Unzweifelhaft aber gibt es genug Leute, die gerade in einer blau-gelben Besoffenheit versinken, in der jegliche Maßstäbe abhanden kommen und die eine durchaus gefährliche Stimmung erzeugen können. Die Politik hält sich glücklicherweise weitgehend zurück; Ausnahmen wären hier so etwas wie die Forderungen zur nuklearen Abschreckung von Ruprecht Polenz, der aber nicht eben zur ersten Reihe aktiver Politiker*innen zählt. In anderen Ländern sind die Leute leider weniger zurückhaltend, ob Analysten oder Republicans wie Lindsay Graham, die schon mal eine Flugverbotszone (!) oder die Ermordung Putins durch die CIA (!!) fordern.
Anders dagegen sieht es leider im rechtsbürgerlichen Medienspektrum aus. Gerade Lübberdings eigener Arbeitgeber, der Springer-Konzern, steht da ganz vorne dabei.
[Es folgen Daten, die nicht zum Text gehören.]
PR #9, opened 2015-01-30
Suffix common prefixes from title sort

b333z:
This adjusts the sorting order slightly to be able to ignore common words like "The ", "An ", "A ".

My kodi's seem to just ignore "The " so that's the only one I have enabled, but would be good to pull from host via JSOONAPI  if/when possible.

Thought this might be useful for the moment and might assist with whatever you decide to do with sorting in the future.

### DIFF
--- a/app/src/main/java/com/syncedsynapse/kore2/provider/MediaDatabase.java
+++ b/app/src/main/java/com/syncedsynapse/kore2/provider/MediaDatabase.java
@@ -455,4 +455,47 @@ public class MediaDatabase extends SQLiteOpenHelper {
         db.execSQL("DROP TABLE IF EXISTS " + Tables.MUSIC_VIDEOS);
 		onCreate(db);
 	}
+
+    /**
+     * Tokens to move from prefix to suffix when sorting titles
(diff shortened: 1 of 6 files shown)


SyncedSynapse:
Thank you very much. I'll merge it as is, and tomorrow i'll include an option to enable/disable this.

I'm not sure if this will have an impact on performance with large libraries. Ideally there should be a new field on each table with the title without these articles, but well, this is done, so i'll go with it, and if people complain i'll change it in the future.

I didn't found any option to get the config from jsonrpc, though.

b333z:
Good stuff, SQLite's seems to be pretty efficient, I didn't notice a change here by eye with that single token, but I did notice on my travels that adding a column to avoid processing does seem to be a common approach, I'm sure if you put quite a few tokens in there a pre-calculated column would be the go, its hard to keep track of phones and the CPU v's storage tradeoffs!

Yeah I was unable to find an interface to pull that config from jsonrpc either, I thought you may have found it stashed somewhere, either way I got the impression it might land in the future.

PR #10, opened 2015-01-31
Added German Translation

jonas2515:
Kodi for german users.
Could somebody send a screenshot of the list which includes this string:
<string name="cast_list_text">%1$s und %2$s</string>

It's hard to translate "as", if you don't know the context.

### DIFF
--- a/app/src/main/res/values-de/strings.xml
+++ b/app/src/main/res/values-de/strings.xml
@@ -1,0 +1,292 @@
+<?xml version="1.0" encoding="utf-8"?>
+<!--
+   Copyright 2015 Synced Synapse. All rights reserved.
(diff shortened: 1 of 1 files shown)


SyncedSynapse:
Thank you very much.

%1$s und %2$s is used in the cast list (eg: Sean Connery as James Bond).

jonas2515:
Ok thank you, now it can be merged.

SyncedSynapse:
How would you like to be credited in the credits (name/alias/whatever)?

jonas2515:
Use my alias, thank you.
I just fixed some typos, I'll make a new pull request. Now it should be perfect.

PR #12, opened 2015-02-01
In song sync batch to db avoiding OOM

b333z:
I had trouble getting my songs to sync, getting out of memory error, I have a quite a few songs and a device on the old side.

This changes the song sync, to write the songs to the db each time before it recurses to get more, rather than collecting all songs then writing them in a single bulk insert.  This seems to be the same approach taken for other parts of the sync.

Submitting for review, tests ok for me, not sure ready for merge but posting in case useful.

### DIFF
--- a/app/src/main/java/com/syncedsynapse/kore2/service/LibrarySyncService.java
+++ b/app/src/main/java/com/syncedsynapse/kore2/service/LibrarySyncService.java
@@ -1168,7 +1168,16 @@ public class LibrarySyncService extends Service {
             action.execute(hostConnection, new ApiCallback<List<AudioType.DetailsSong>>() {
                 @Override
                 public void onSucess(List<AudioType.DetailsSong> result) {
-                    allResults.addAll(result);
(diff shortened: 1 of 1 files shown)


SyncedSynapse:
Thanks. I can't review/test this right now, but i'll take a look in a few days. I agree that syncing should be improved and this seems a legit way to do it.

SyncedSynapse:
Looks good and makes sense. Don't really know why i did it the way it was (actually i know, i was in a hurry to do it...).

I'm going to merge it and do the same thing to the other syncs, where possible.

Tomorrow or Friday could you please pull it and test it to check if everything works for me.

Thanks

b333z:
Tested your changes, looks good, tests out ok from here, did pickup an somewhat unrelated issue in my travels, if you swipe a refresh on the AlbumListFragment that is targeted at a single artist it will resync the entire music collection again.  So we need a artistId == -1 ? syncAllMusic() : syncSingleArtist(artistId) in the onRefresh, was hoping to take a crack at it to help out, but afk for a few days, so will create an issue for it.

Issue #19, opened 2015-02-11
Remote - missing "Title" button


tasn:
Hey,

On the XBMC remote (the obsolete open source one), there's a button called "Title" that let's you get into extra menus and is useful. A good example is to go from the main kodi screen to:
Videos -> Files
You now need the "Title" button in order to expose the extra menu that will let you rescan content and etc. Kore has "Codec" instead of the "Title" button, which does nothing in this case.

Thanks.

SyncedSynapse:
Done 9466d9e0a897433b9ca2468bbfbdb1f0b4986da1

tasn:
Thanks for the quick resolution.

PR #20, opened 2015-02-13
Make codec button switch between codec/context if playing/notplaying

b333z:
This is what I have been using to allow the remote to trigger the context menu.  Without which it is difficult to do a few things such as queue a playlist.

This commit makes the codec button context sensitive so if media is loaded ( ```switchToPanel(R.id.media_panel)```) the codec button triggers, otherwise the context menu triggers (```switchToPanel(R.id.info_panel)```).

This is not ideal, as even though media is loaded/playing/paused and the media_panel might be loaded, the media could be in the background and you could be wandering around the menus wanting to trigger the context menu, forcing you to stop the media so that switchToPanel goes back to the info_panel to trigger the context menu.  Am unsure if you can ask kodi if the media is in the background? Also the bitmap would need to be also switched on the codec button which I have not done.

I probably never need a codec button and would have no issue if it were just a context button, but this seemed like a good compromise at the time.  Might be better to have it always a context menu button and hide the codec function away in a menu or something.

Anyhow noticed someone else reported an issue #19 about this so posting this in case useful, feel free to close or I can work on it further if required.

### DIFF
--- a/app/src/main/java/com/syncedsynapse/kore2/jsonrpc/method/Input.java
+++ b/app/src/main/java/com/syncedsynapse/kore2/jsonrpc/method/Input.java
@@ -349,6 +349,27 @@ public class Input {
     }
 
     /**
+     * Open context menu
+     */
+    public static final class ContextMenu extends ApiMethod<String> {
+        public final static String METHOD_NAME = "Input.ContextMenu";
+        /**
+         * Open context menu
+         */
+        public ContextMenu() {
+            super();
+        }
+
+        @Override
+        public String getMethodName() { return METHOD_NAME; }
+
+        @Override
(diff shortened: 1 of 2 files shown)


SyncedSynapse:
Hi, thanks for this, but you (and others) have convinced me that the codec button isn't that helpful, so what i was planning to do was to substitute it by the context menu (labeled either "context" or "title", not sure yet) in all situations, and maybe present the codec menu on a long press on the "info" button.
I was planning to do this as soon as i end up what i'm working right now (notifications), so i'm not sure i should merge this right now.

b333z:
That's cool, that sounds like a good plan, I'll close this one off

Issue #14, opened 2015-02-01
[Feature Request] Use hardware volume keys on device


2Zero:
As a user I would find it useful to control the volume of Kodi using the hardware volume keys on my android device whilst the remote screen of Kore is active.

SyncedSynapse:
Done

PR #21, opened 2015-02-14
Add support for hardware volume keys

b333z:
This commit adds support for the hardware  volume keys as requested in #14


SyncedSynapse:
Thanks. Not sure why, but i was convinced that more permissions were needed to control volume keys... don't know where i got that ideia...

PR #27, opened 2015-02-20
update german translation

pollonamid:
maybe it would be good to split the contentDescription strings from the button caption strings. In German the next translation in the setup view isn't the same like next button on the remote.


jonas2515:
Thank you, I will translate the new strings soon.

So etwa Matthias Döpfner. Der Konzernchef persönlich fordert in einem BILD-Leitartikel den Einmarsch der NATO in Kiew. Soldaten des Bündnisses sollen die Stadt gegen anrückende russische Truppen verteidigen. Das ist eine Narretei, die ihresgleichen sucht, bei der sogar die NZZ Schnappatmung bekommt. Der Hausberichterstatter von der Front, BILD-Reporter Julian Röpcke, entschuldigt schon mal vorab Kriegsverbrechen: "jeder sollte sich fragen, was er in so einer Situation machen würde". Dieses Imaginieren in die Rolle (natürlich männlicher) Widerstandskämpfer gegen die Horden aus dem Osten ist dabei kein Prärogativ der Springer-Leute, sondern geistert durch die kompletten sozialen Netzwerke. Der falsch verstandene Überschwung reicht auch gerne soweit wie im Falle von Stern-Redakteuren, die zu Straftaten aufrufen, natürlich alles im Geiste der guten Sache. Als wäre digitale Sabotage russischer Server dasselbe wie die Blockade eines Castortransports in Deutschland.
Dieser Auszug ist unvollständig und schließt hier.